In the low-dimensional velocity vector field visualization step, there are also differences from implementation to implementation. A prominent example is that another k-NN graph is constructed and used in velocyto to get the Pearson correlation matrix (the cosine similarity matrix in scVelo), while scVelo uses the same k-NN graph for processing (smoothing) and low-dimensional velocity vector field visualization. In velocyto, as the new k-NN graph is constructed using the low-dimensional embedding, the resulting transition probability matrix would be embedding dependent. The embedding dependent property of a transition probability matrix seems to be counter intuitive to us.

Needless to say, the three implementations diverge sharply in some key steps, with no examination of how these choices affect the resulting output, including both high-dimensional velocities and lowdimensional vector field. We won’t pursue the issue further, but we only use the scVelo package for both steady model and dynamical model to avoid implementation differences.

### 3.2 Visualization of 2d vector fields

Because of overplotting problem, visualizing a 2d vector field has to involve some level of summarization, which can hide local detail. One approach is to grid the 2d embedding and compute the average vectors at each grid location. An alternative is streamline plots which have multiple distinct implementations (The Matplotlib development team, 2022; Campitelli, 2022). Supplementary Figure S17a shows a streamline plot of a forebrain dataset previously discussed in the literature on RNA velocity (La Manno et al., 2018; Gorin et al., 2022). The gridding display of the exact same vector field produces a very different impression (Supplementary Figure S17b). If we examinie the embedding by left part, middle part and right part, the streamline plot hides that the length of vectors in the left part are much shorter than the length of vectors in the middle part.

In addition to the choice of visualization approaches, choices such as resolution also matter. Not only does the different choice of resolution change the aesthetic impression, but it also affect the interpretation of the vector fields (Supplementary Figure S18), especially locally for some regions in the embedding, such as the top right part of the pancreas data.

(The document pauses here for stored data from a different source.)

PR #4377, opened 2025-08-18
refactor: Move pixi crate into crates/pixi_cli

haecker-felix:
This PR moves and renames the `pixi` crate to `crates/pixi_cli`. Had to update a bunch of tests so that they work with the code being in `crates/pixi_cli`. For most of the cases it was enough to point to the `CARGO_WORKSPACE_DIR` env variable.


Cargo.toml
```diff
@@ -5,6 +5,7 @@ exclude = [
   "crates/pixi_allocator",
 ]
 members = ["crates/*"]
+resolver = "3"
```
Hofer-Julian, line 9: I don't mind, but is there a reason for this change?

baszalmstra, line 9: You should also add to make sure you can still do `cargo install --git ..`

```suggestion
default-members = ["crates/pixi_cli"]
resolver = "3"
```

Hofer-Julian:
Let's wait until tomorrow afternoon before merging this, so @tdejager can have a look as well.

pixi.toml
```diff
@@ -21,7 +21,7 @@ build-debug = "cargo build"
 build-release = "cargo build --release"
 bump = "tbump --only-patch $RELEASE_VERSION"
 generate-cli-docs = "cargo run --locked --manifest-path crates/pixi_docs/Cargo.toml"
-install = { cmd = "cargo install --path . --locked", description = "Install pixi itself locally using cargo" }
+install = { cmd = "cargo install --path crates/pixi_cli --locked", description = "Install pixi itself locally using cargo" }
```
Hofer-Julian: Is this change still necessary when you set `default-members`?

baszalmstra: Hopefully not! Because that would change the installation instructions in a few places.

Cargo.toml
haecker-felix: It's the default resolver for `2024` projects. But as the workspace Cargo.toml no longer contains a package, it would fall back to `1` as resolver.

pixi.toml
haecker-felix: Unfortunately nope - still needed :(

```
✨ Pixi task (install in default): cargo install --path . --locked: (Install pixi itself locally using cargo)
error: found a virtual manifest at `/Users/haecker-felix/Documents/Projekte/pixi/Cargo.toml` instead of a package manifest
```

Cargo.toml
haecker-felix: Added 👍

pixi.toml
tdejager: I suppose there is no way around it then :) Would we need to update the release pipeline?

tdejager:
Other than the open comment, this makes sense to me :)

pixi.toml
Hofer-Julian: That is annoying.

Can you please check our docs if more commands need to adapted?

haecker-felix: From what I can tell, only `installation.md` / `README.md` need to get updated. 

https://github.com/prefix-dev/pixi/pull/4377/commits/6d532c0a7f9e92b1de27f8acae0f5b2627976924

baszalmstra: Mmm thats crappy

baszalmstra: I have another idea. What if we add another crate in crates called `pixi` that just acts as a binary wrapper. We move the `main.rs` in there but leave the `pixi_cli` as is. That way the installation instructions remain the same and they make much more sense then installing `pixi_cli`.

These illustrate how the qualitative impression of a vector field depends on the visualization method. As the qualitative impression is usually subjective and highly parameter dependent, we will not pursue this important point further. But we strongly recommend using the same visualization tool with choices of appropriate parameters to compare different vector fields. We tend to favor the gridding approach, as it more faithfully depicts local vector fields compared to streamline plots and is easier to reason about.

## Acknowledgements

## Footnotes

↵1 There are many different terminologies for the RNA velocity vector field visualization. For example, Bergen et al. (2020) used “project” to describe transforming the gene-level RNA velocity into an embedding. We use “map”to describe the process of transforming the high-dimensional gene-level RNA velocities into the low-dimensional cell-specific vectors that can be visualized in the embedding space. And we reserve the word “project” to describe a mathematical projection onto a linear subspace. The large number of cells in most datasets implies that the final visualizations depict summarized/smoothed vector fields from the low-dimensional cellspecific vectors, to avoid overplotting. Hence, we use “visualized” to described the final visualized vector field.